Among the records below, one line contains "fix:status.im backgrounds"; copy that line and all that follow it, exactly as written.

--- Material for this exercise Enclosed Below ---

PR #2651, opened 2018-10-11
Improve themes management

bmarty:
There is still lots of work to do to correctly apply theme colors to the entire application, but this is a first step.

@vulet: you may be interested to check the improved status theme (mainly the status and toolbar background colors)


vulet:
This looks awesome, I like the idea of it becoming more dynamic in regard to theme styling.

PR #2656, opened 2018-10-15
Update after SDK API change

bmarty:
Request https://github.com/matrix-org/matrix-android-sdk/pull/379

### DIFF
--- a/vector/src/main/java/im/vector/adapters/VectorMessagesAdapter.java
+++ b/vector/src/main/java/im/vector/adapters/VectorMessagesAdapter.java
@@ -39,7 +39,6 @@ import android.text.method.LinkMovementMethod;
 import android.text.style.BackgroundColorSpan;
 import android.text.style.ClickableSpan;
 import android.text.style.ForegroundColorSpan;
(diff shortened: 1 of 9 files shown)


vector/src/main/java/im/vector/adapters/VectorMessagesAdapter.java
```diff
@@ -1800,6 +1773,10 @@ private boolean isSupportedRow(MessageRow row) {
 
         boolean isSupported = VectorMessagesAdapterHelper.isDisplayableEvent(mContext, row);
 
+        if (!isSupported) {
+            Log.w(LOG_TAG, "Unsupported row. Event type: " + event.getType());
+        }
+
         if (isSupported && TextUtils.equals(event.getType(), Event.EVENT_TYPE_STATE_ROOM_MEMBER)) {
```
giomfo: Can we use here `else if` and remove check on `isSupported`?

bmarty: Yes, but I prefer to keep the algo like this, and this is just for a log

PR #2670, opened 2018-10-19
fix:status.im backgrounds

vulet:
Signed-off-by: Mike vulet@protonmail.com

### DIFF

--- End of Enclosed Material for this exercise ---

## Response for this exercise
fix:status.im backgrounds

vulet:
Signed-off-by: Mike vulet@protonmail.com

### DIFF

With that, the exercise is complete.